ASSIGNMENT - Report back the lines in this listing that carry the string "BuckleScript".

* * * * * * * * *

PR #379, opened 2018-05-16
Fixed previous error404 commit

bzhen:
There were some complications with loading static pages when DEBUG was set to False to test the 404 page on supernova. I was able to get around this and load the static files by adding `--insecure` when running `manage.py runserver`.

### DIFF
--- a/ocfweb/context_processors.py
+++ b/ocfweb/context_processors.py
@@ -14,7 +14,7 @@ from ocfweb.environment import ocfweb_version
 
 
 def get_base_css_classes(request):
-    if request.resolver_match.url_name:
+    if request.resolver_match and request.resolver_match.url_name:
         page_class = 'page-' + request.resolver_match.url_name
         yield page_class
 
--- a/ocfweb/templates/404.html
+++ b/ocfweb/templates/404.html
@@ -14,6 +14,6 @@
         height: 1000px;
     }
 </style>
-     <img src="{% static 'img/404penguin.png' %}" alt="Mountain View" style='height: 100%; width: 100%'/>
+     <img src="{% static 'img/404penguin.png' %}" alt="404 Penguin" style='height: 100%; width: 100%'/>
 </div>
 {% endblock %}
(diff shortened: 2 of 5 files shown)


ocfweb/context_processors.py
```diff
@@ -14,13 +14,19 @@
...
+        # Need this for the 404 page
+        yield ''
+    elif request.resolver_match.url_name:
         page_class = 'page-' + request.resolver_match.url_name
         yield page_class
 
         for arg in request.resolver_match.args:
             page_class += '-' + re.sub(r'[^a-zA-Z_\-]', '-', arg)
             yield page_class
+    else:
```
abizer: do what @jvperrin suggested earlier, which is also what we did when we looked at this together a couple weeks ago, rather than ending up raising the rather under-descriptive `Exception`

ocfweb/context_processors.py
```diff
@@ -14,13 +14,19 @@
 
 
 def get_base_css_classes(request):
-    if request.resolver_match.url_name:
+    if not request.resolver_match:
+        # Need this for the 404 page
+        yield ''
+    elif request.resolver_match.url_name:
```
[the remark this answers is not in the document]
bzhen: Yeah, that works too if I get rid of the else case. I wasn't sure if `get_base_css_classes(request)` would cause `ocf_template_processor(request)` to error if I only returned `None`.

ocfweb/templates/404.html
```diff
@@ -14,6 +14,6 @@
         height: 1000px;
     }
 </style>
```
kpengboy: My previous comment still stands: stylesheets should be specified in the SCSS directory, and not in the middle of a `<div>`.

bzhen: Will add the stylesheet improvements later!

jvperrin: I do think this would be good to do, however currently it is a bit harder to do this since some kind of identifying class needs to be added to the body of the email pages that isn't currently added, so some of the Django side of things needs to be changed to accomplish that.

PR #381, opened 2018-06-05
Remove repetitive code

glee-:
a small change


raymondnumbergenerator:
The reason those 2 lines are separate is because the lab can be in nightmode without being closed all day. During regular days, the lab will turn dark but still display hours. It should only change to "closed all day" when it's actually closed all day.

glee-:
Thanks for the clarification

PR #384, opened 2018-06-17
Add internal firewall docs

kpengboy:
Does it make sense to you all? Suggestions for improvement?

### DIFF
--- a/ocfweb/docs/docs/staff/backend/internal-firewalls.md
+++ b/ocfweb/docs/docs/staff/backend/internal-firewalls.md
@@ -10,7 +10,8 @@ are those which are not running user code and are not staff VMs, specifically
 those in the IP range 5-90 (excluding the ones in the DMZ listed below). The DMZ
 consists of all other machines, including:
 
- * Those running user code (tsunami, werewolves, death, and desktops)
+ * Those running user code (i.e. the public SSH login, apphosting, and web
+   servers, and desktops)
  * Staff VMs
  * External machines plugged into the OCF network (e.g. staffers' laptops)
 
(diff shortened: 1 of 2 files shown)


kpengboy:
@kkuehler @jvperrin @abizer Thanks for the feedback. Any comments on the revised version?

ocfweb/docs/docs/staff/backend/internal-firewalls.md
```diff
@@ -0,0 +1,126 @@
...
+traffic to the OCF from outside the OCF network, internal firewalls are
+responsible for regulating network traffic between different machines within the
+OCF.
+
+OCF machines are broadly classed into internal and [DMZ][dmz]. Internal machines
+are those which are not running user code and are not staff VMs, specifically
+those in the IP range 5-90 (excluding the ones in the DMZ listed below). The DMZ
+consists of all other machines, including:
+
+ * Those running user code (tsunami, werewolves, death, and desktops)
```
chriskuehl: I think it would be better to avoid server names here, especially for e.g. werewolves which may get renamed.

tsunami and death may be okay since they're unlikely to change.

ocfweb/docs/docs/staff/backend/internal-firewalls.md
```diff
@@ -0,0 +1,126 @@
...
+
+## Debugging
+
+### `iptables` commands
+
+Note that all of the following commands need to be run as root.
+
+The `iptables` command allows you to inspect and debug IPv4 firewall rules:
+
+ * `iptables -L`: list firewall rules
```
chriskuehl: `iptables-save` is a useful command (and usually more useful, imo) for inspecting iptables state

ocfweb/docs/docs/staff/backend/internal-firewalls.md
jvperrin: I agree, werewolves is being renamed quite soon in fact.

ocfweb/docs/docs/staff/backend/internal-firewalls.md
kpengboy: Thanks for the suggestion; I've added `iptables -S`, which is a superset.

kpengboy:
Any final comments?

PR #386, opened 2018-07-06
Add security.txt for OpenBugBounty

kpengboy:
We need to add a file like this to reregister for [OpenBugBounty](https://www.openbugbounty.org)

### DIFF
--- a/ocfweb/main/openbugbounty.py
+++ b/ocfweb/main/openbugbounty.py
@@ -1,0 +1,11 @@
+from django.http import HttpResponse
+
+SECURITY_TXT = """\
+OpenBugBounty: https://openbugbounty.org/bugbounty/ucbocf/
+"""
+
+
+def openbugbounty_security(request):
+    """Serve the OpenBugBounty security.txt file."""
+
+    return HttpResponse(SECURITY_TXT, content_type='text/plain')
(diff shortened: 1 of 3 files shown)


ocfweb/main/openbugbounty.py
```diff
@@ -0,0 +1,11 @@
+from django.http import HttpResponse
+
+SECURITY_TXT = """\
+OpenBugBounty: https://openbugbounty.org/bugbounty/ucbocf/
+"""
```
chriskuehl: can we also include something like:

```
Contact: security@ocf.berkeley.edu
```

in case people would like to casually report issues without using OpenBugBounty? it's good to have OpenBugBounty as an option, but presumably we don't want to make people jump through hoops if they'd rather just send a message.

ocfweb/main/openbugbounty.py
```diff
@@ -0,0 +1,11 @@
...
+
+
+def openbugbounty_security(request):
+    """Serve the OpenBugBounty security.txt file."""
+
```
chriskuehl: why empty line?

ocfweb/main/openbugbounty.py
```diff
@@ -0,0 +1,11 @@
+from django.http import HttpResponse
```
chriskuehl: can we update the naming here (the module and function), maybe to `security_dot_txt` or something instead? `security.txt` isn't an openbugbounty thing.

https://securitytxt.org/

kpengboy:
@chriskuehl Thanks for the feedback.

PR #389, opened 2018-08-19
Upgrade jQuery from 1.12.4 to 3.3.1

jvperrin:
Seems to work fine, I used [jquery-migrate](https://github.com/jquery/jquery-migrate) to make sure that any deprecation warnings were resolved (hence all the changes from stuff like `click(function() {})` to `on('click', function() {})`). We also (thankfully) don't have that much JS to test, so that's nice.


jvperrin:
In the course of investigating this, I also discovered that on the mail virtual hosting page, the edit button under all the vhost email addresses doesn't actually do anything currently, so to change the source email, the whole thing needs to be recreated with the new email.

PR #391, opened 2018-08-28
Update Puppet logo on lab about page.

redplanks:


redplanks:
Join staff

Lab desktop homepage

PR #2, opened 2017-05-31
Add back the existing API

chenglou:
This is needed for interop. New rr will be in its separate module.


jordwalke:
Should make things easier to move forward.

PR #6, opened 2017-06-09
Add `create-react-class` to replace deprecated `React.createClass`

davidbarsky:
(I'm moving [this PR](https://github.com/reasonml/reason-react/pull/82) on `reasonml/reason-react` to here. The following text remains the same.)

Hi y'all! This PR resolves issue [#40](https://github.com/reasonml/reason-react/issues/40) by doing two things:

1. Adding [`create-react-class`](https://www.npmjs.com/package/create-react-class) as a peer dependency
2. Changing the BuckleScript external binding from `React.createClass` to `create-react-class` 

Instead of tests (I know, not ideal), I created a [small React app](https://github.com/davidbarsky/create-reason-react-app) that depends on [my fork of reason-react](http://github.com/davidbarsky/reason-react) to demonstrate that everything doesn't immediately blow up.  You can install it by...

```bash
$ git clone git@github.com:davidbarsky/create-reason-react-app.git
$ yarn
$ yarn dev
```

...and opening [http://localhost:8080](http://localhost:8080).

Thanks for the work on reason-react! ❤️


chenglou:
Good stuff. Thanks! But I'm thinking we should model that one as a dependency rather than peerDep? We should soon replace it with our own implementation which isn't too hard: see the class output [here](https://babeljs.io/repl/#?babili=false&evaluate=true&lineWrap=false&presets=es2015%2Creact%2Cstage-2&targets=&browsers=&builtIns=false&debug=false&code=class%20asd%20extends%20Component%20%7B%0A%20%20render%3A%201%0A%20%20foo%3A%203%0A%7D)

davidbarsky:
> Good stuff. Thanks! But I'm thinking we should model that one as a dependency rather than peerDep?

Just pushed a change that moves create-react-class as a dependency! I chose to treat `create-react-class` as a peer-dependency because react/react-dom were peer-dependencies, and I followed the example.

> We should soon replace it with our own implementation which isn't too hard: see the class output here.

As for replacing it, yeah, I agree. But to clarify—do you suggest binding BuckleScript to [JavaScript constructors](https://bloomberg.github.io/bucklescript/Manual.html#_binding_to_javascript_constructor_bs_new) or building a separate thing? In regards to the former, my hesitation in using ES6 classes is that [autobinding behavior](https://facebook.github.io/react/docs/react-without-es6.html#autobinding) might change, and I didn't want to risk breaking stuff.

chenglou:
I'm suggesting to take create-react-class's content and make our own version without mixins, getDefaultProps, obj.freeze, and all the other things we don't need. It might likely end up like binding to JS constructors

chenglou:
But this is good, thanks! =D

davidbarsky:
> I'm suggesting to take create-react-class's content and make our own version without mixins, getDefaultProps, obj.freeze, and all the other things we don't need. It might likely end up like binding to JS constructors

Oh, gotcha! I'll start to investigate; curious how this will end up working/good way to spend funemployment...

> But this is good, thanks! =D

Yay! ✨

PR #7, opened 2017-06-09
Add Ruby layout style properties

AgtLucas:


chenglou:
Woah that's a thing... Thanks!

PR #10, opened 2017-06-13
Create index.html

cristianoc:
typo


chenglou:
Thanks. @glennsl's making some syntax checking tool that we should probably use on all our docs. Though here it wouldn't be valid because of `...` anyway.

* * * * * * * * *

RESPONSE TO THE TASK -
2. Changing the BuckleScript external binding from `React.createClass` to `create-react-class` 
As for replacing it, yeah, I agree. But to clarify—do you suggest binding BuckleScript to [JavaScript constructors](https://bloomberg.github.io/bucklescript/Manual.html#_binding_to_javascript_constructor_bs_new) or building a separate thing? In regards to the former, my hesitation in using ES6 classes is that [autobinding behavior](https://facebook.github.io/react/docs/react-without-es6.html#autobinding) might change, and I didn't want to risk breaking stuff.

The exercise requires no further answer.